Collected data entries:
----
Issue #1796, opened 2015-12-01
Don't snap to ferries


TheMarex:
As @danpat pointed out we currently snap against all modes of transportation, even ferries.

This creates non-nonsensical results like below:

http://map.project-osrm.org/?z=6&center=57.308724,20.632324&loc=55.078367,16.391602&loc=55.961501,16.029053&hl=en&ly=&alt=&df=&srv=

We should remove all non-default mode segments from the RTree.

TheMarex:
So we have two ways to fix this:

1. On the client side: Add a new parameter to the query that filters the found edges by mode of transportation
2. During pre-processing: For each mode of transportation add an additional flag that specifies if its `"snapable"`.

My original approach just disallowed snapping to non-default mode of transportations and uses the second approach. This is problematic in two ways:

- (a) The semantic value of the mode of transportation value is user defined. `forward_mode=2` could mean anything. It could make sense to snap to that.
- (b) This breaks a lot of tests since we test routability on streets with non-default travel mode for the profile tests. (which relies on snapping to that road in the first place)

The second approach would add a new API parameter and yet another query mode. This is less problematic after the `StaticRTree` refactor which moves the application complexity outside of the query code.However from a user standpoint this does not really help. They would need to know that the streets they want to snap to have `mode=0` or `mode=1`. Instead it should just Do The Right Thing (tm).

We can try to fix (b) by changing the way we do routability tests.

emiltin:
the mode is user defined, but is usually known by both back and front end. that's how the front displays eg 'ferry' when applicable. so the front end (and user) would know what mode to use for eg bikeways.

MoKob:
Related: https://github.com/Project-OSRM/osrm-backend/issues/1726

TheMarex:
Resolved.

PR #1797, opened 2015-12-01
Don't include non-default modes of transportation in the StaticRTree

TheMarex:
Addresses https://github.com/Project-OSRM/osrm-backend/issues/1796

[Review on Reviewable](https://reviewable.io/reviews/project-osrm/osrm-backend/1797)

### DIFF
--- a/extractor/extractor.cpp
+++ b/extractor/extractor.cpp
@@ -579,9 +579,14 @@ void extractor::BuildRTree(std::vector<EdgeBasedNode> &&node_based_edge_list_,
 
     // Filter out all segments that are not traversible by the default mode of transportation
     // For example this filters out ferry routes and such.
-    std::remove_if(node_based_edge_list.begin(), node_based_edge_list.end(), [](const EdgeBasedNode& segment) {
-                return segment.forward_travel_mode != TRAVEL_MODE_DEFAULT && segment.backward_travel_mode != TRAVEL_MODE_DEFAULT;
-            });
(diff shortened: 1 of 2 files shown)


extractor/extractor.cpp
```diff
@@ -572,9 +572,17 @@ void extractor::WriteNodeMapping(const std::vector<QueryNode> & internal_to_exte
...
                          const std::vector<QueryNode> &internal_to_external_node_map)
 {
+    std::vector<EdgeBasedNode> node_based_edge_list(std::move(node_based_edge_list_));
+
+    // Filter out all segments that are not traversible by the default mode of transportation
+    // For example this filters out ferry routes and such.
+    std::remove_if(node_based_edge_list.begin(), node_based_edge_list.end(), [](const EdgeBasedNode& segment) {
+                return segment.forward_travel_mode != TRAVEL_MODE_DEFAULT && segment.backward_travel_mode != TRAVEL_MODE_DEFAULT;
+            });
+
```
daniel-j-h: Hmm looks like you forgot to `erase`? `remove_if` will only shuffle items satisfying the predicate to the end.

TheMarex: Good catch. It actually does not shuffle, it overwrites. But this means we have duplicate entries.

TheMarex:
Superseded by https://github.com/Project-OSRM/osrm-backend/pull/1802

PR #1798, opened 2015-12-02
Distance table consistent snapping

danpat:
This commit is to address https://github.com/Project-OSRM/osrm-backend/issues/1447

It makes a few changes to the way the `distance_table` plugin selects phantom nodes.  The new rules are:

  - Only one is selected for each candidate location
  - If all candidates are big components, things proceed as before
  - If some candidates are on a small component, but are near a big component, they are snapped to the big component
  - If some candidates are on a small component and are *not* near a big component, they remain on their small components
  - If all candidates are on small components, then these are used, we do not search for the nearest big component.

A couple of extra changes had to happen to make this work:

  - Needed to expose the `max_checked_elements` in `IncrementalFindPhantomNodeForCoordinate` so that we would *not* return big components that are outside `max_distance`
  - Made the `small_component_size` configurable on the command line, to support testability.  It still defaults to the previously hard-coded value of 1000

I'm not 100% confident that this is the behaviour we want, but the test case included should demonstrate the new behaviour (this test fails with the old behaviour).  Please review and discuss the approach.

[Review on Reviewable](https://reviewable.io/reviews/project-osrm/osrm-backend/1798)

### DIFF
--- a/extractor/extractor.cpp
+++ b/extractor/extractor.cpp
@@ -436,7 +436,7 @@ void extractor::FindComponents(unsigned max_edge_id,
                          component_search.get_component_id(node.reverse_edge_based_node_id));
 
         const unsigned component_size = component_search.get_component_size(forward_component);
-        node.component.is_tiny = component_size < 1000;
+        node.component.is_tiny = component_size < config.small_component_size;
         node.component.id = 1 + forward_component;
     }
 }
--- a/extractor/extractor_options.cpp
+++ b/extractor/extractor_options.cpp
@@ -64,7 +64,11 @@ ExtractorOptions::ParseArguments(int argc, char *argv[], ExtractorConfig &extrac
         "Number of threads to use")(
             "generate-edge-lookup",boost::program_options::value<bool>(
                                                 &extractor_config.generate_edge_lookup)->implicit_value(true)->default_value(false),
-                                 "Generate a lookup table for internal edge-expanded-edge IDs to OSM node pairs");
+                                 "Generate a lookup table for internal edge-expanded-edge IDs to OSM node pairs")(
+        "small-component-size",
+        boost::program_options::value<unsigned int>(&extractor_config.small_component_size)
+            ->default_value(1000),
+        "Number of nodes required before a strongly-connected-componennt is considered big (affects nearest neighbor snapping)");
 
 #ifdef DEBUG_GEOMETRY
         config_options.add_options()("debug-turns",
--- a/features/testbot/distance_matrix.feature
+++ b/features/testbot/distance_matrix.feature
@@ -135,3 +135,30 @@ Feature: Basic Distance Matrix
             |   | b   | e   | f   |
             | a | 100 | 200 | 300 |
             | b | 0   | 100 | 200 |
+
+    # There is a 1100m limit when searching for nearest neighbours
+    # so we set the grid size to something that makes it easy to
+    # put nodes inside/outside that limit
+    Scenario: Testbog - Check snapping on on small components
+        Given a grid size of 300 meters
+        Given the extract extra arguments "--small-component-size 4"
+        Given the node map
+            | a | b |  |   | m |  | x |
+            | d | e |  |   | n |  | y |
+
+        And the ways
+            | nodes |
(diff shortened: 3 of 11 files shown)


extractor/extractor_options.cpp
```diff
@@ -64,7 +64,11 @@ ExtractorOptions::ParseArguments(int argc, char *argv[], ExtractorConfig &extrac
         "Number of threads to use")(
             "generate-edge-lookup",boost::program_options::value<bool>(
                                                 &extractor_config.generate_edge_lookup)->implicit_value(true)->default_value(false),
-                                 "Generate a lookup table for internal edge-expanded-edge IDs to OSM node pairs");
+                                 "Generate a lookup table for internal edge-expanded-edge IDs to OSM node pairs")(
+        "small-component-size",
+        boost::program_options::value<unsigned int>(&extractor_config.small_component_size)
+            ->default_value(1000),
+        "Number of nodes required before a strongly-connected-componennt is considered big (affects nearest neighbor snapping)");
```
daniel-j-h: Cool.. but how does it affect the snapping? From the description I can not see how it would affect snapping if I increase the size, and how it affects the snapping if I decrease the size. I think we can be more user-friendly here --- in the end it's not just us who wants to use this.

TheMarex:
> If all candidates are on small components, then these are used, we do not search for the nearest big component

You mean on the same small component?

> Needed to expose the max_checked_elements in IncrementalFindPhantomNodeForCoordinate so that we would not return big components that are outside max_distance

I would roll back all changes to `StaticRTree` in this PR since its going to be overwritten by my refactor anyway.

danpat:
The current behaviour was only to fetch 1 small component and 1 big component.  The alternative would be to implement something like "most common component" and snap all coordinates to that, but to do that right would require identifying component ids for big components, which we don't do right now.

extractor/extractor_options.cpp
danpat: Ideally, this is something that's better documented in a manpage/user manual, and the description here would be shorter.

extractor/extractor.cpp
```diff
@@ -436,7 +436,7 @@ void extractor::FindComponents(unsigned max_edge_id,
                          component_search.get_component_id(node.reverse_edge_based_node_id));
 
         const unsigned component_size = component_search.get_component_size(forward_component);
-        node.component.is_tiny = component_size < 1000;
+        node.component.is_tiny = component_size < config.small_component_size;
```
TheMarex: Yes good idea here.

features/testbot/distance_matrix.feature
```diff
@@ -100,3 +100,30 @@ Feature: Basic Distance Matrix
             | y | 500 | 0   | 300 | 200 |
             | d | 200 | 300 | 0   | 300 |
             | e | 300 | 400 | 100 | 0   |
+
+    # There is a 1100m limit when searching for nearest neighbours
```
TheMarex: I plan to remove this limit completely. It seldom hits anyway and it has been a constant source of grievance while debugging.

plugins/distance_table.hpp
```diff
@@ -104,11 +106,44 @@ template <class DataFacadeT> class DistanceTablePlugin final : public BasePlugin
...
+
+            if (phantom_node_vector[i].size() == 1)
+            {
+                at_least_one_only_big_component |= !phantom_node_vector[i].back().component.is_tiny;
+            }
 
             BOOST_ASSERT(phantom_node_vector[i].front().is_valid(facade->GetNumberOfNodes()));
         }
 
+        // If we have one phantom node that only exists in a big component, then we will force all others
```
TheMarex: Why not use the logic from `viaroute`?

1. Check if phantom nodes are all in the same component (doesn't matter if small or big)
2. If they are not try to use the big component for each node

I think it should be consistent.

TheMarex:
We should merge this after https://github.com/Project-OSRM/osrm-backend/pull/1802 is merged.

TheMarex:
Rebased and made the behavior consistent with `viaroute` (uses the same function to snap the target and source array)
----
● **Work instruction**:
Respond with one number, the count of lines in the data that hold the string "Needed".

● **Task answer**:
2